Al mismo tiempo que Fleck maquilla su cuerpo, transforma su interior hasta hacer de su personalidad cerrada y humillada un emblema antisistema que mueve masas para fines tan perversos como aquellos de los que fue víctima, conforme a la conocida subversión que todo Joker cinematográfico aplica a la inocencia de Chaplin. La existencia de ese grupo que lo exalta es necesaria en el relato de Fleck para subrayar que su tragedia no es única y que la individualidad, conforme a ciertas visiones sociales, es casi un privilegio burgués: para los abandonados, la soledad no es una opción.
Phoenix es tan villano como lo fueron Heath Ledger o Jack Nicholson en las versiones anteriores de esta historia, pero Phillips nos lo presenta aún más complejo: incapaz de adaptarse a ninguna convención social ni siquiera a la hora de contar chistes, a duras penas conteniendo su ira con esas risas inexplicables, una mirada que guarda chispas y un cuerpo dolorido que, a veces, necesita bailar: armar su propio show.
Cuando finalmente su violencia estalla (primero dirigida hacia tres ejecutivos maleducados que molestan a una mujer en el metro, después ya sin ningún objetivo racional), Joker se convierte en la figura visible de una gran protesta de desfavorecidos que, sin embargo, desde su ultraje primero y en su enajenación después, no demandan ya nada: solo la libertad de expresar rabia por sus medios, de hacer de su sangre sonrisa y sembrar su propio caos.

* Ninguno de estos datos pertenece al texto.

PR #1095, opened 2015-03-20
New optimized ustring implementation of make_unique

fpsunflower:
This new implementation uses a custom data structure specific to this use case. It avoids re-hashing the string multiple times redundantly and uses memory pools to reduce the cost of allocations. It maintains the current strategy of using a binned hash table for concurrency, but uses rw spin locks to improve scalability. In my benchmarks, this new implementation is 2x to 3x faster.

### DIFF
--- a/src/libutil/ustring.cpp
+++ b/src/libutil/ustring.cpp
@@ -67,7 +67,12 @@ typedef null_lock<null_mutex> ustring_read_lock_t;
 typedef null_lock<null_mutex> ustring_write_lock_t;
 #endif
 
+// 0 turns off the custom implementation
+// 1 is vanilla custom map
+// 2 is the optimized concurrent custom map
+#define USE_CUSTOM_MAP      2
 
+#if !USE_CUSTOM_MAP
 #if defined(__i386__) && !defined(__clang__) && !defined(_MSC_VER)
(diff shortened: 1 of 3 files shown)


src/libutil/ustring.cpp
```diff
@@ -89,11 +94,191 @@ typedef unordered_map_concurrent <string_view, ustring::TableRep *, Strutil::Str
...
+
+private:
+    enum { NUM_BINS = 32 }; // NOTE: must be power of 2
+
+    typedef TableRepMap<(1 << 20) / NUM_BINS, (4 << 20) / NUM_BINS> Bin;
+
+    Bin bins[NUM_BINS];
+
+    Bin& whichbin(size_t hash) {
+        size_t h = (size_t) murmur::fmix (uint64_t(hash));  // scramble again
```
lgritz: Since you're masking the 64 bit hash to use low bits only (based on table size), why should this extra call to fmix() be superior to the less-expensive technique of using higher bits from the hash to determine the bin? If it's a strong hash, those should be uncorrelated to the low bits you use for the slot within the bin, no?

lgritz: I mean, it's fine with me if the fmix approach is not detectably slower. It just surprises me.

lgritz:
Outstanding results! LGTM.

fpsunflower:
Merged.

I will double check the `fmix()` vs. high order bits thing again. But `fmix` seemed to be ever so slightly faster.

PR #1097, opened 2015-03-22
JPEG-2000 improvements

lgritz:
Reading:
* Fix horribly broken YUV->RGB conversion
* Correctly recognize sRGB encoding
* Pass along the ICC profile, if present
* Handle all bit depth precisions (previously, only 8, 10, 12, 16)
* Set the full/display window correctly
* Deal with differing per-channel data windows and sampling rates

Writing:
* De-associate alpha to match reader (and apparently the J2K spec).
* Handle all bit depth precisions
* Output ICC profile.

### DIFF
--- a/src/jpeg2000.imageio/jpeg2000input.cpp
+++ b/src/jpeg2000.imageio/jpeg2000input.cpp
@@ -33,6 +33,7 @@
 #include "OpenImageIO/filesystem.h"
 #include "OpenImageIO/fmath.h"
 #include "OpenImageIO/imageio.h"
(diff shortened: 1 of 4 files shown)


lgritz:
Any opinions on this, @Nazg-Gul?

Nazg-Gul:
Ah, for some reason thought it was merged. From reading the description and changes themselves it seems all great. Can do tests a bit later today.

lgritz:
OK, thanks, I merged. Works ok for me, let me know if you notice any trouble with it.

PR #1101, opened 2015-03-26
Deal with older version of libopenjpeg not having icc fields.

lgritz:
And having no principled way to detect the version from the header.


fpsunflower:
LGTM

PR #1106, opened 2015-03-29
Silenced a warning about non-initialized values.

propersquid:
Compiling was failing on a few non-initialized values. Also, Atom strips excess whitespace automatically, so the whitespace commits are due to that.

### DIFF
--- a/src/libOpenImageIO/imagebufalgo_draw.cpp
+++ b/src/libOpenImageIO/imagebufalgo_draw.cpp
@@ -262,7 +262,7 @@ hashrand (int x, int y, int z, int c, int seed)
 
 
 // Return a hash-based normal-distributed pseudorandom value.
-// We use the Marsaglia polar method, and hashrand to 
+// We use the Marsaglia polar method, and hashrand to
 OIIO_FORCEINLINE float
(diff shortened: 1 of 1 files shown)


src/libOpenImageIO/imagebufalgo_draw.cpp
```diff
@@ -298,7 +298,7 @@ noise_uniform_ (ImageBuf &dst, float min, float max, bool mono,
     // Serial case
     for (ImageBuf::Iterator<T> p (dst, roi);  !p.done();  ++p) {
         int x = p.x(), y = p.y(), z = p.z();
-        float n;
+        float n = 0.0;
         for (int c = roi.chbegin;  c < roi.chend;  ++c) {
             if (c == 0 || !mono)
```
lgritz: Ha, I just noticed, the 

    if (c == 0 || !mono)

should actually be

    if (c == roi.chbegin || !mono)

I will fix this when I merge your changes.

lgritz:
LGTM, thanks for the fix. I'll take care of the other bug in the vicinity when I merge.

lgritz:
Merged!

Nos encontramos ante un filme sin malos ni buenos en el que unas formas de desastre suceden a otras, haciendo crecer el general desorden y negando opciones a algún tipo de redención. Incómodo donde los haya, prácticamente nihilista, requiere del espectador mucho más que sus 18 años: una mirada inmensamente adulta y crítica. Por más que las oigamos en las salas, no son posibles las risas.